Folgen des Schreiens
Eltern leiden unter den Schreiattacken ihrer Babys psychisch: Viele entwickeln Selbstzweifel, Schuldgefühle oder Versagensängste. Lärm, Stress und Schlafmangel können außerdem zu körperlichen Beschwerden führen, wie Kopf- oder Rückenschmerzen. Im schlimmsten Fall werden Eltern aggressiv: Jährlich sterben etwa 200 Babys durch Schütteltraumata. Noch mehr erleiden durch Schütteln lebenslange Schäden und Behinderungen (Shaken Baby-Syndrom).
Generell gilt: Reagieren Eltern mit innerer oder äußerer Unruhe, wirkt sich dies häufig negativ und verstärkend auf das Schreiverhalten des Babys aus. So entsteht ein Teufelskreis.

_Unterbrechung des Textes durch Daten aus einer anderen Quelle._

PR #18955, opened 2026-01-20
jinja : implement mixed type object keys

CISC:
Allow all hashable types as object keys, taking care to replicate special python/jinja behavior between `int`/`float`/`bool`.

Fixed array/object output with `string` filter.

Fixed object `tojson` output (did not properly escape key string).

Fixed object item order when replacing an item.


common/jinja/value.h
```diff
@@ -108,21 +109,75 @@ struct value_t {
...
-        bool is_key_numeric = false;
         std::map<std::string, value> unordered;
-        std::vector<std::pair<std::string, value>> ordered;
-        void insert(const std::string & key, const value & val) {
-            if (unordered.find(key) != unordered.end()) {
-                // if key exists, remove from ordered list
-                ordered.erase(std::remove_if(ordered.begin(), ordered.end(),
-                    [&](const std::pair<std::string, value> & p) { return p.first == key; }),
-                    ordered.end());
+        std::vector<std::tuple<std::string, value, value>> ordered;
```
ngxson: IMO having key type as string here can be quite redundant, we can already check the type via `is_val`

common/jinja/value.h
```diff
@@ -108,21 +109,75 @@ struct value_t {
...
+            const auto is_hashable = [&](const value & val) -> bool {
+                const std::string val_type = val->type();
+                return !key->is_undefined() && val_type != "Array" && val_type != "Object";
+            };
+            if (key_type == "Array") {
+                const auto & vec = key->as_array();
+                if (std::all_of(vec.begin(), vec.end(), is_hashable)) {
+                    key_type = "Tuple";
+                    key_str = key->as_repr();
+                }
```
ngxson: maybe better to implement hash function and `is_hashable` as struct member, same idea as `as_string()`, `as_bool()`, etc

common/jinja/value.h
```diff
@@ -108,21 +109,75 @@ struct value_t {
...
+            } else if (key_type == "Object") {
+                const auto & vec = key->as_ordered_object();
+                if (std::all_of(vec.begin(), vec.end(), [&](auto ikv) -> bool {
+                    return is_hashable(std::get<2>(ikv));
+                })) {
+                    key_type = "NamedTuple";
```
ngxson: I think kwarg is a good alternative to `NamedTuple`

tests/test-jinja.cpp
```diff
@@ -401,6 +401,26 @@ static void test_set_statement(testing & t) {
...
         "1"
     );
+
+    test_template(t, "set dict with mixed type keys",
+        "{% set d = {0: 1, none: 2, 1.0: 3, '0': 4, (0, 0): 5, false: 6, 1: 7} %}{{ d[(0, 0)] + d[0] + d[none] + d['0'] + d[false] + d[1.0] + d[1] }}",
+        json::object(),
+        "37"
+    );
+
+    // TODO: Print tuples correctly
```
ngxson: not sure if this helps, but you can also print the tuple manually, example:

```
{% for k, v in d %}{{ k|string }} -> {{ v|string }}{% endfor %}
```

common/jinja/caps.cpp
```diff
@@ -97,7 +97,7 @@ caps caps_get(jinja::program & prog) {
             return json{nullptr};
         },
         [&](bool, value & messages, value &) {
-            auto & content = messages->at(0)->at("content");
+            auto & content = messages->at(0)->at(mk_val<value_string>("content"));
```
ngxson: I think we can make an overload version `at(const std::string &)`

ngxson (commented):
I'm rethinking about this approach a bit, probably we should drop the `map::unordered`, keep all the data inside `std::vector<std::pair<value, value>> ordered`, and always perform a linear search when we access an object.

Ofc, that will be slower, but realistically a template in the wild never has more than 50 or even 100 keys inside an object, so it's probably fine.

ngxson:
Btw, the `value.h` header is becoming larger. We should move long function definitions into `value.cpp`, while keeping one-liner definition inside the header (for more visibility)

common/jinja/value.h
CISC: It's not the type, it's the unique lookup key, I store it here as well so I don't have to regenerate it excessively when checking if it's the right key.

common/jinja/value.h
CISC: Hmmm, possibly.

tests/test-jinja.cpp
CISC: No, I mean as in `(1, 2, ...)` to match jinja output.

common/jinja/caps.cpp
CISC: I have to forward declare `value_string` to be allowed to do that.

CISC: ..and moving the `at`s into array/object doesn't work either...

common/jinja/value.h
ngxson: I see, but is it possible to rely on `std::hash` instead? Ofc there can be collisions, but we can adapt the logic so that it also check for `==` before returning the object, otherwise continue to next item.

I think an implementation based on `std::hash` should be cleaner overall

common/jinja/caps.cpp
ngxson: > I have to forward declare `value_string` to be allowed to do that.

you can also move the function implementation into cpp code, that way everything is already defined.

> ..and moving the `at`s into array/object doesn't work either...

hmm yeah.. that doesn't allow chained call `->at(...)->at(...)`

another idea: you can also define the function `value_t::at()` to check if the current value is an object or array, then `cast_val` to the correct type and call `at(...)` of the correct type

ngxson: > another idea: you can also define the function `value_t::at()` to check if the current value is an object or array, then `cast_val` to the correct type and call `at(...)` of the correct type

probably don't need that at all: if a `jinja::value` is an object, then `val->at()` will always call the `value_object_t::at()` - same for array type

ngxson: this is what I mean: https://github.com/ggml-org/llama.cpp/compare/master...ngxson:xsn/jinj_at?expand=1

CISC: Yeah, that worked, not sure what I was doing earlier. :confused:

CISC: Ended up having to do forward declaration for array/object anyway, ohwell.

common/jinja/value.h
CISC: Refactored, not sold on going through all items yet though. Any real upside to not having the map?

ngxson: > Any real upside to not having the map?

Less code to sync between vector <--> map, less error-prone I think

common/jinja/value.h
```diff
@@ -293,17 +303,44 @@ struct value_array_t : public value_t {
...
+        }
+        if (index < 0 || static_cast<size_t>(index) >= val_arr.size()) {
+            throw std::runtime_error("Index " + std::to_string(index) + " out of bounds for array of size " + std::to_string(val_arr.size()));
+        }
+        return val_arr[index];
+    }
     virtual const func_builtins & get_builtins() const override;
+    virtual bool is_hashable() const override {
+        if (std::all_of(val_arr.begin(), val_arr.end(), [&](auto & val) -> bool {
+            return !val->is_undefined() && !is_val<value_array>(val) && !is_val<value_object>(val);
```
ngxson: checking `is_val` here is redundant because the instance must already be the correct type, before calling this `virtual`

if you remove this `is_val` check, you no longer need to forward declare these types

plus, I think this can be moved to the cpp file

CISC: Uh, no, I'm not checking the array, I'm checking items in the array.

common/jinja/value.h
```diff
@@ -247,6 +252,8 @@ struct value_string_t : public value_t {
         return val_str.length() > 0;
     }
     virtual const func_builtins & get_builtins() const override;
+    virtual bool is_hashable() const override { return true; }
+    virtual std::string unique_hash() const { return type() + "." + as_string().str(); }
```
ngxson: The downside of this is that we now need double the memory to store a string. Also, this is not exactly a hash anymore because the output data is variable in length

> A hash function is a function that takes a variable-length input and produces a fixed-length output

I still prefer doing the `std::hash` way, which uses `size_t` as hash value

ngxson: Also, since `std::map` allow using custom `std::hash`, this can save us some headaches

CISC: Yeah, I know it's not, just thought I'd save the bother of renaming it later. :)

common/jinja/value.h
ngxson: Hmm, in this case, I think it's probably not very useful to support hashable array (i.e. tuple), I think no real template actually using it.

Instead, let's simplify this a bit by not allow hashing array for now.

common/jinja/value.h
CISC: > Also, since `std::map` allow using custom `std::hash`, this can save us some headaches

Ah, interesting, I'll look into this tomorrow.

ngxson: Small correction, it was `std::unordered_map` that support `std::hash`

The `map` uses red-black tree, so it requires `std::less` to compare between 2 nodes. `unordered_map` in the other hand use hash table, so it uses `std::hash`

Note that I've also looked into `std::flat_map` but it doesn't seem to be a good candidate. The problem is that it relies on binary search with `std::less` to search for a key, so we cannot use the insertion order to index the key.

So in conclusion, `std::unordered_map` + `std::hash` is the best choice here, while the key ordering can be stored in a `std::vector`; we will also need to implement `operator==`

CISC: How about vendoring `tsl::ordered_map`? It seems to align perfectly with our need:
https://github.com/Tessil/ordered-map?tab=readme-ov-file#key-features

ngxson: I think we can just reinvent it, it's quite minor to be vendored.

The implementation under the hood seems to be just a hash map + a vector to preserve the order, which is basically what I suggested above: https://github.com/Tessil/ordered-map/blob/3f7ee9abc68ce35047250f3723d7760a5362481e/include/tsl/ordered_hash.h#L271-L284

So it's quite trivial to reimplement. And since we don't need to polyfill all `std::map` functions like `rend`, `rbegin`, etc, we can keep our implementation smaller, I expect no more than 100 LOCs (not counting the `std::hash` implementation of `jinja::value`)

ngxson: Nevertheless, either using `tsl::ordered_map` or writing our own implementation, we will still need to implement `std::hash` and `operator==()`, which seems to be a more complex task

CISC: An added bonus of the hash implementation would be a much better value comparison and probably even cross type equivalence.

ngxson: Yeah, in most cases, I would expect the hash function to be derived straight from primitive type:

Something like:

```cpp
size_t jinja::value_int::hash() {
    return std::hash<int64_t>(val_int);
}
```

So whatever using the hash will see the jinja type as native cpp type.

CISC:
Phew, this led me down quite a few rabbit holes (how to use hash specialization in a class of the specialized type, c++ standard lacking hash_combine drama, virtual equality overload pitfalls, what have you), now it finally all makes sense and even compiles, but unfortunately does not work, more fun for tomorrow! :)

CISC:
Massive refactoring done, now has proper value hashing and equality operators (equivalence and strict (non-)equal). Added real `value_tuple` so that we can allow only immutable types as object keys.

Will be easy to add further operators for sorting in follow-up PR.

Lessons learned:
* You can't override specialized hash of `shared_ptr`
* You can't forward declare hashing functor of `unordered_map`
* The rest has been repressed, never to be mentioned again

Hopefully not too many mistakes made, ~but for some reason `test-chat-template` fails, so obviously some mistakes present, will investigate further unless someone brighter spots my error first~. :)

CISC:
> for some reason `test-chat-template` fails, so obviously some mistakes present, will investigate further unless someone brighter spots my error first. :)

Actually, it's the template that's faulty (not sure why this worked before?), we set `tools = []`, and the `Mistral-Large-Instruct-2407` template does this:
```jinja
{%- if not tools is defined %}
    {%- set tools = none %}
{%- endif %}
{%- if tools is not none and (message == user_messages[-1]) %}
    {{- "[AVAILABLE_TOOLS] [" }}
    {%- for tool in tools %}
        ...
    {%- endfor %}
    {{- "[/AVAILABLE_TOOLS]" }}
{%- endif %}
```

common/jinja/value.h
```diff
@@ -247,19 +294,48 @@ struct value_string_t : public value_t {
         return val_str.length() > 0;
     }
     virtual const func_builtins & get_builtins() const override;
+    virtual bool is_hashable() const override { return true; }
+    virtual size_t unique_hash() const noexcept override {
+        return hash_bytes(
+            type().data(), type().size(),
+            as_string().str().data(), as_string().str().size()
+        );
```
ngxson: IMO I'm a bit worry about the performance of this function. The `str()` function will concatenate all string parts, and even if the string is single-part, it will need to copy that part into a new memory area.

Instead, I think we can try implement a `string::hash` function that updates the hash while iterating the list of parts.

Probably not very important for now, but highly recommended to avoid `.str()`

common/jinja/value.h
```diff
@@ -146,76 +129,121 @@ struct value_t {
...
     virtual string as_string() const override { return std::to_string(val_int); }
     virtual bool as_bool() const override {
         return val_int != 0;
     }
     virtual const func_builtins & get_builtins() const override;
+    virtual bool is_numeric() const override { return true; }
+    virtual bool is_hashable() const override { return true; }
+    virtual size_t unique_hash() const noexcept override {
+        return hash_bytes(
+            type().data(), type().size(),
```
ngxson: [type_info::hash_code](https://en.cppreference.com/w/cpp/types/type_info/hash_code.html) can also be a good seed for hashing (?)

maybe something like: `hash_bytes<seed_type>(...)` that automatically generate seed based on `<seed_type>`

common/jinja/value.h
```diff
@@ -436,7 +695,18 @@ struct value_func_t : public value_t {
...
+    virtual bool is_hashable() const override { return true; }
+    virtual size_t unique_hash() const noexcept override {
+        return hash_bytes(
+            as_repr().data(), as_repr().size()
+        );
+    }
+protected:
+    virtual bool equivalent(const value_t & other) const override {
+        const value_func_t & other_val = static_cast<const value_func_t &>(other);
+        return type() == other.type() && val_func.target_type() == other.val_func.target_type() && val_func.target<value(const func_args &)>() == other.val_func.target<value(const func_args &)>() && typeid(*this) == typeid(other) && arg0 == other_val.arg0;
```
ngxson: In most cases, `type()` should be used for debugging only. If we need to compare type, it's best to use RTTI. I think it's redundant if we already check for `typeid` here

common/jinja/value.h
```diff
@@ -287,64 +384,217 @@ struct value_array_t : public value_t {
...
+            return val->is_immutable() && val->is_hashable();
+        })) {
+            return true;
+        }
+        return false;
+    }
+    virtual size_t unique_hash() const noexcept override {
+        return hash_bytes(
+            type().data(), type().size(),
+            as_repr().data(), as_repr().size()
```
ngxson: `as_repr` should also be reserved for debugging only. Using this here will result in significantly more memory usage and lower performance. I think it's best "chain" the element hash (see my review comment)

ngxson (commented):
Pretty close! Just need to optimize the a little bit by avoiding relying too much on string.

Btw, your `hash_bytes` with `seed` is in some ways an implementation of `hash_combine`, you can combine hash of multiple elements by:

```cpp
size_t cur_hash = 0; // or maybe something else
for (auto elem : arr) {
  cur_hash = hash_bytes(/* seed */ cur_hash, elem.unique_hash());
}
return cur_hash;
```

Doing `str()` or `as_repr()` uses a lot more memory. An example can be:

```py
my_tuple = ("some string")
my_outer_tuple = (my_arr, my_arr, my_arr, my_arr, my_arr)
```

Calculating hash of `my_outer_tuple` will now use 5 times more memory than needed, because `as_repr` need to allocate memory for all strings, even when they points to the same memory

CISC:
> Btw, your `hash_bytes` with `seed` is in some ways an implementation of `hash_combine`, you can combine hash of multiple elements by:
> 
> ```c++
> size_t cur_hash = 0; // or maybe something else
> for (auto elem : arr) {
>   cur_hash = hash_bytes(/* seed */ cur_hash, elem.unique_hash());
> }
> return cur_hash;
> ```

Yep, that was the point, but I see I made a footgun, never start with an initial seed (unless it is a previous hash).


> Calculating hash of `my_outer_tuple` will now use 5 times more memory than needed, because `as_repr` need to allocate memory for all strings, even when they points to the same memory

Very good point, I'll look into your suggestions and see what can be done.

common/jinja/value.h
```diff
@@ -287,64 +384,217 @@ struct value_array_t : public value_t {
...
+        std::ostringstream ss;
+        ss << "{";
+        for (size_t i = 0; i < val_obj.size(); i++) {
+            if (i > 0) ss << ", ";
+            auto & [key, val] = val_obj.at(i);
+            ss << value_to_string_repr(key) << ": " << value_to_string_repr(val);
+        }
+        ss << "}";
+        return ss.str();
+    }
```
ngxson, line 513: just note that I initially don't allow `as_repr` or `to_string` to be recursive, because it can go into an infinitive loop if the object/array entity is pointed back to itself:

```py
obj = {}
obj["a"] = obj

# or even harder to detect, nested circular
obj["a"] = {"b": obj}
```

a bit ironically that this is not actually classified as a vulnerability. just sometimes program are actually coded this way, and it is indeed a very common practice in high-level languages like javascript or python:

```js
var node = {"parent": null}
node["child"] = {
  "parent" : node,
  "child": null,
};
// now, JSON.stringify(node) will throw:
// TypeError: Converting circular structure to JSON
```

btw, may worth a fix for `to_json` as it can also stuck on this case. IIRC javascript simply throw an error if it detect circular in an object

CISC: Yeah, very aware of this, decided to ignore it for now. :)

CISC:
@ngxson Ok, be80c622a542ff72965c5ac6d02b65ec5130f800 should improve things, though I don't see how we can avoid composing strings as the parts may not be the same while the whole is.

Edit: I mean for equality, for hash it is fine processing parts due to the nature of FNV-1a.

common/jinja/value.h
CISC: Nested circulars are usually bypassed by keeping a reference of every encountered object that can nest when processing and simply skip/print `...` when coming across one that has already been visited. Will follow up if no-one else does.

ngxson:
I'll work on this a bit, will push some optimizations directly here

common/jinja/utils.h
```diff
@@ -46,4 +47,38 @@ static std::string fmt_error_with_source(const std::string & tag, const std::str
...
+    for (; c < e; ++c) {
+        seed = (seed ^ *c) * prime;
+    }
+
+    if constexpr (sizeof...(args) > 0) {
+        seed = hash_bytes(seed, std::forward<Args>(args)...);
+    }
+
+    return seed;
+}
```
ngxson: just thinking out loud in math terms: if we consider `hash_bytes(seed, data, size)` as a (surjective) function `f(s, x)` with `s = seed` and `x = tuple(data, size)`

given input data `x0`, `x1`, `x2`:

```
s = initial_seed
hash = f(f(f(s, x0), x1), x2)
```

and your "convenient" function `hash_bytes(x0, x1, ...)` can be defined as g:

```
g() = s
g(x0) = f(s, x0)
g(x0, x1) = f(f(s, x0), x1)
...
```

therefore, `g` is still surjective and `g(x0, x1) != g(x1, x0)` which is so far so good.

but now, consider: `f(x0 ~ x1) == g(x0, x1)` with `~` the "concatenation" operation: as long as `x0 ~ x1 == x2 ~ x3`, then `g(x0, x1) == g(x2, x3)`, which is expected when calculating hash of string parts (where each part is different but concatenated version is the same). technically says, this make `g` no longer a **good** hash function, since we have a known set of collisions. but in our context this is acceptable. `FNV-1a` is not that good anyway.

(note: the property `f(x0 ~ x1) == g(x0, x1)` can be derived from the implementation and can be considered as a postulation in this context)

in practice, to prevent this, most hash functions use some kind of internal state such that: `hash(s, x) = output(s, mix(x))`, so `hash(x0 ~ x1) != hash(x1 ~ x0)`. we can implement this easily but it's not really necessary. we are not doing cryptographic hash anyway.

end of the math part. now, in term of speed, what I think can be nice & fun to make `hash_bytes` to operate on blocks of data instead of one byte at a time. because one update depends on the prior state, CPU will have hard time with out-of-order execution. a simple vectorization should help a lot. just the case of `x0 ~ x1` will be a bit complicated. I'll see how to do that.

CISC: FNV-1a certainly has its flaws, it was mainly chosen for its simplicity and chainability, it performs well enough in terms of quality and speed here I think.

Feel free to improve upon it if you wish though. :)

ngxson: So I ended up refactor this into a new struct called `hasher()`, it is inspired by nodejs's `crypto.createHash()`

```cpp
// Old notion:
size_t seed = hash_bytes(data0, len0);
       seed = hash_bytes(data1, len1);
       // ...
size_t output = hash_bytes(seed, dataN, lenN);

// New notion
hasher hash = hasher().update(data0, len0).update(data1, len1); // ...
size_t output = hash.digest();
```

With this type of notion, we can in theory implement the notion of "internal state", though I won't add it because it's unnecessary (just mentioning here for completeness)

The new notion should have the exact same mathematical properties as the old one (reflected by the new test cases in `test-jinja`)

The result will be different from the old one though, because we are processing block of N bytes at once (on 64-bit system, we process 64/8 = 8 bytes). I expect most compilers will know how to vectorize it. If data is not a multiple of the block size, they will be buffered.

I'll do another pass tomorrow to see if there are any other clean up needed. In the meantime, feel free to review my last commit and lmk if anything seems off to you.

common/jinja/utils.h
```diff
@@ -46,4 +47,92 @@ static std::string fmt_error_with_source(const std::string & tag, const std::str
...
+struct hasher {
+    static constexpr auto size_t_digits = std::numeric_limits<size_t>::digits;
+    static constexpr size_t prime = size_t_digits == 64 ? 0x100000001b3 : 0x01000193; // seed
+    static constexpr auto block_size = size_t_digits / 8; // in bytes; allowing the compiler to vectorize the computation
+
+    static_assert(size_t_digits == 64 || size_t_digits == 32);
+
+    uint8_t buffer[block_size];
+    size_t idx = 0; // current index in buffer
+    size_t state = prime;
```
CISC:
```suggestion
    static constexpr size_t prime = size_t_digits == 64 ? 0x100000001b3 : 0x01000193;
    static constexpr size_t seed = size_t_digits == 64 ? 0xcbf29ce484222325 : 0x811c9dc5;
    static constexpr auto block_size = size_t_digits / 8; // in bytes; allowing the compiler to vectorize the computation

    static_assert(size_t_digits == 64 || size_t_digits == 32);

    uint8_t buffer[block_size];
    size_t idx = 0; // current index in buffer
    size_t state = seed;
```
The `prime` is an actual prime, should not be used as seed.

common/jinja/utils.h
```diff
@@ -3,6 +3,7 @@
 #include <string>
 #include <sstream>
 #include <algorithm>
+#include <limits>
```
CISC:
```suggestion
#include <cstdint>
#include <limits>
```

common/jinja/value.h
```diff
@@ -287,64 +391,224 @@ struct value_array_t : public value_t {
...
     virtual const func_builtins & get_builtins() const override;
+    virtual bool is_hashable() const override {
+            if (std::all_of(val_obj.begin(), val_obj.end(), [&](auto & pair) -> bool {
+                const auto & val = pair.second;
+                return val->is_immutable() && val->is_hashable();
+            })) {
+                return true;
+            }
+            return false;
+    }
```
CISC, line 572:
```suggestion
    virtual bool is_hashable() const override {
        if (std::all_of(val_obj.begin(), val_obj.end(), [&](auto & pair) -> bool {
            const auto & val = pair.second;
            return val->is_immutable() && val->is_hashable();
        })) {
            return true;
        }
        return false;
    }
```
Not sure what happened here?

common/jinja/value.h
```diff
@@ -287,64 +391,224 @@ struct value_array_t : public value_t {
...
+        }
+        return false;
+    }
+    virtual hasher unique_hash() const noexcept override {
+        const auto type_hash = typeid(*this).hash_code();
+        auto hash = hasher().update(&type_hash, sizeof(type_hash));
+        for (const auto & val : val_arr) {
+            const size_t val_hash = val->unique_hash().digest();
+            hash.update(&val_hash, sizeof(size_t));
+        }
```
CISC, line 446: We should allow `unique_hash` to be passed a `hasher` so that arrays and objects can just update it instead of hashing the hashes.

ngxson: forgot leave a comment here, but that won't work in this case: `["ab", "c"]` vs `["a", "bc"]`

the case of reusing state is mostly used by string parts, I don't think it's valid anywhere else

common/jinja/value.h
```diff
@@ -436,7 +708,27 @@ struct value_func_t : public value_t {
         return val_func(new_args);
     }
     virtual std::string type() const override { return "Function"; }
-    virtual std::string as_repr() const override { return type(); }
+    virtual std::string as_repr() const override { return type() + "<" + name + ">(" + (arg0 ? arg0->as_repr() : "") + ")"; }
+    virtual bool is_hashable() const override { return true; }
+    virtual hasher unique_hash() const noexcept override {
```
ngxson, line 711: a quick search points out that function in python is distinguished by the pointer, so I think this logic may not be correct.

~~also, the current impl will make things like `upper(string)` and `lower(string)` to be the same.~~ hmm no, we do compare the `val_func` pointer

I think it's better to remove this and just throw an error saying that function cannot be used as dict key. templates should never use it anyway. (overall I'm not quite comfortable about adding too much codes for functionalities that no one uses in practice)

ngxson: nevermind, it's easier to just compare the function pointer

common/jinja/utils.h
ngxson: actually we don't need `<limits>` because type size in bits can be calculated by `sizeof(...) * 8`

common/jinja/value.h
CISC: I don't think that's actually a problem as `typeid` is hashed inbetween those.

common/jinja/value.h
ngxson: It fails anyway because there was a line in `member_expression` that tries to convert the property into string: `property->as_string().str()`

but I think we shouldn't spend too much time on this. using function as key is a bad programming practice anyway, I don't think anyone gonna do it in practice.

I simply changed `value_func_t::is_hashable` to `false` in the last commit (probably better to also remove the `unique_hash()` implementation? I'm not sure)

ngxson (approved):
Feel free to merge when you're ready

common/jinja/value.h
CISC: I agree that this is not likely to be used in templates, it's fine not supporting it. Being able to hash it might be useful though?

CISC:
> Feel free to merge when you're ready

Seems to need `cstring` include, also still think https://github.com/ggml-org/llama.cpp/pull/18955#discussion_r2731023033 is a good idea (see my last comment).

common/jinja/value.h
ngxson: I don't have strong opinions whether to keep its hash function, but I think it will be dead code if it's never called in practice.

I would prefer even throw an exception whenever its hash function is call, just to see in which situations it is used. But the hash is currently declared as `noexcept` so I cannot really do that

CISC: Same thing with `undefined` really, is also technically dead code.

common/jinja/value.h
ngxson: mathematically say, hashing the digest of elements vs letting each element to update are (quasi-)equivalent in our case, because the `digest()` only do one job: to add padding to the input data.

my current version is still mathematically equivalent to adding a `typeid` in-between, while being more simple than having to add a version of `unique_hash` that takes another `hasher` as input.

common/jinja/value.h
ngxson: the `undefined_t` hash is needed only because it won't compile without one (kinda a dummy for now)

but yeah maybe it's ok to keep hash function of `func_t` because it doesn't take much code. the runtime already thrown an error if type is use as key && it is not hashable.

common/jinja/value.h
ngxson: also this code path is quite rarely used in practice (in case of using tuple as key), so I prefer to keep it simple for now. it should still be efficient enough doing this way.

CISC:
Ok, all good, will merge when CI is done.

Ziele der Krisenbegleitung
Schreiambulanzen arbeiten mit verschiedenen Methoden: Zum Beispiel ressourcen- und körperorientiert, oder entwicklungspsychologisch. Die Ziele der Krisenbegleiterinnen und -begleiter sind dabei ähnlich: Es geht darum, Ruhe ins System zu bringen, für Entspannung zu sorgen (zum Beispiel über bewusste Atmung und Körperwahrnehmung), Ressourcen zu aktivieren (Partner, Großeltern, Freunde), die Beziehungsfähigkeit der Eltern zu stärken, Tipps im Umgang mit dem Baby zu vermitteln und gegebenenfalls in einem interdisziplinären Ansatz weitere Stellen im Helfersystem zu vermitteln, wie zum Beispiel Psychologen oder Osteopathen.
Positive Aussichten
In der Regel lernen Babys, je älter sie werden, immer besser sich selbst zu beruhigen. Das Schreien lässt also mit der Zeit auch von alleine nach.